Question

Let $\mu\in\mathcal{S}'(R)$ be a Schwartz distribution. The solution of a heat equation with $\mu$ as the initial data is

$$ u(t,x)= \int_R \frac{e^{-\frac{(x-y)^2}{2t}}}{\sqrt{2\pi t}} \mu(d y) $$

You can assume that $\mu$ is non-negative, i.e., a measure on $R$.

The problem is how $u(t,x)$ behaves for $x$ fixed as $t\rightarrow\infty$. I guess that it might not increase too fast for large $t$, e.g., it does not increase like $e^t$. Do anyone have any idea?

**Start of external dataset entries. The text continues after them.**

PR #322, opened 2024-11-29
Better use of safety.

agheata:
Implementing two safety features:

1. Safety caching: the tracks hold the point where safety is computed, and the safety value in that point. When safety is needed in a different point, the method track.GetSafety(new_point) will subtract from the cached value and return the positive remainder or zero otherwise. The GetSafety method can take an accurate limit value, and when the remainder is smaller than this limit the returned safety is zero. It is the user responsibility to call track.SetSafety(pos, safety) whenever the safety is fully recomputed in a new position.

2. Safety calculation uses a new surface model feature only to compute safety accurately when close to boundaries, and only use the aligned bounding box safety when far away. The distance limit is passed as a third parameter to `AdePTNavigator::ComputeSafety`, and must be typically equal to the discrete interaction step.

### DIFF
--- a/include/AdePT/core/Track.cuh
+++ b/include/AdePT/core/Track.cuh
@@ -21,19 +21,21 @@ struct Track {
   using Precision = vecgeom::Precision;
 
   RanluxppDouble rngState;
-  double eKin;
-  double numIALeft[4];
-  double initialRange;
-  double dynamicRangeFactor;
-  double tlimitMin;
+  double eKin{0.};
+  double numIALeft[4]{0., 0., 0., 0.};
+  double initialRange{0.};
+  double dynamicRangeFactor{0.};
+  double tlimitMin{0.};
 
-  double globalTime{0};
-  double localTime{0};
-  double properTime{0};
+  double globalTime{0.};
+  double localTime{0.};
+  double properTime{0.};
 
-  vecgeom::Vector3D<Precision> pos;
-  vecgeom::Vector3D<Precision> dir;
-  vecgeom::NavigationState navState;
+  vecgeom::Vector3D<Precision> pos;   ///< track position
+  vecgeom::Vector3D<Precision> dir;   ///< track direction
+  vecgeom::Vector3D<float> safetyPos; ///< last position where the safety was computed
+  float safety{0.f};                  ///< last computed safety value
+  vecgeom::NavigationState navState;  ///< current navigation state
 
 #ifdef USE_SPLIT_KERNELS
   // Variables used to store track info needed for scoring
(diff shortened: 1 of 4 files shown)


include/AdePT/core/Track.cuh
```diff
@@ -31,9 +31,36 @@ struct Track {
   double localTime{0};
   double properTime{0};
 
-  vecgeom::Vector3D<Precision> pos;
-  vecgeom::Vector3D<Precision> dir;
-  vecgeom::NavigationState navState;
+  vecgeom::Vector3D<Precision> pos;   ///< track position
+  vecgeom::Vector3D<Precision> dir;   ///< track direction
+  vecgeom::Vector3D<float> safetyPos; ///< last position where the safety was computed
+  float safety{0};                    ///< last computed safety value
```
SeverinDiederichs, line 37:
```suggestion
  float safety{0.f};                    ///< last computed safety value
```

include/AdePT/core/Track.cuh
```diff
@@ -31,9 +31,36 @@ struct Track {
...
+  vecgeom::NavigationState navState;  ///< current navigation state
+  
+  /// @brief Get recomputed cached safety ay a given track position
+  /// @param new_pos Track position
+  /// @param accurate_limit Only return non-zero if the recomputed safety if larger than the accurate_limit
+  /// @return Recomputed safety.
+  __host__ __device__ VECGEOM_FORCE_INLINE 
+  float GetSafety(vecgeom::Vector3D<Precision> const &new_pos, float accurate_limit = 0) const
```
SeverinDiederichs, line 45:
```suggestion
  float GetSafety(vecgeom::Vector3D<Precision> const &new_pos, float accurate_limit = 0.f) const
```

include/AdePT/core/Track.cuh
```diff
@@ -31,9 +31,36 @@ struct Track {
...
+  {
+    float dsafe = safety - accurate_limit;
+    if (dsafe <= 0) return 0;
```
SeverinDiederichs, line 48:
```suggestion
    if (dsafe <= 0.f) return 0.f;
```

include/AdePT/core/Track.cuh
```diff
@@ -31,9 +31,36 @@ struct Track {
...
+    float distSq = (vecgeom::Vector3D<float>(new_pos) - safetyPos).Mag2();
+    if (dsafe * dsafe < distSq) return 0.;
```
SeverinDiederichs, line 50:
```suggestion
    if (dsafe * dsafe < distSq) return 0.f;
```

SeverinDiederichs (changes requested):
This PR breaks this mac:
[example1_ttbar.txt](https://github.com/user-attachments/files/18298388/example1_ttbar.txt)

It simply stalls and does not proceed, while on master it runs through.

Additionally, could the `DEBUG_NO_SECONDARY 1` things be removed?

Thank you very much in advance!

EDIT: Here is one try: If we smooth $\mu$ by a test function to get say $\mu_n$, then $\mu_n$ is a smooth function with at most certain polynomial increase. However, the degree of the domination polynomial might depend on $n$...

Answer 1

Denote $\Gamma(x,t)$ the fundamental solution of the heat equation form the integral. By the theorem of L. Schwarz for any $\mu\in S'(S)$ there is a number $m\in \mathbb N$ and $C>0$ such that $$|u(x,t)|=|(\mu,\Gamma(t,\cdot))|\le C\|\Gamma(t,\cdot)\|_m,$$ where $ \|\varphi\|_m=$

$\sup_{\alpha \le m,\ x \in \mathbb R}(1+|x|)^m |\partial^\alpha \varphi(x)|. $

It is straightforward to obtain, as it is said in the comments, that the $u$ increases at most polynomially. Namely, it is known that $$|\partial_x^k \Gamma(t,x)|\le C_k t^{-(k+1)/2}e^{-c_k x^2/t}.\ $$ From here it is easy to get $$|x^m \partial_x^k \Gamma(t,x)|\le C_{k,m} t^{(m-k-1)/2}e^{-c_{k,m} x^2/t},$$ since $|y|^m e^{-c y} \le C_m$. Putting $y=x^2/t\ $ we have $|x|^m e^{-c x^2/t}\le t^{m/2}e^{-c x^2/2t}$.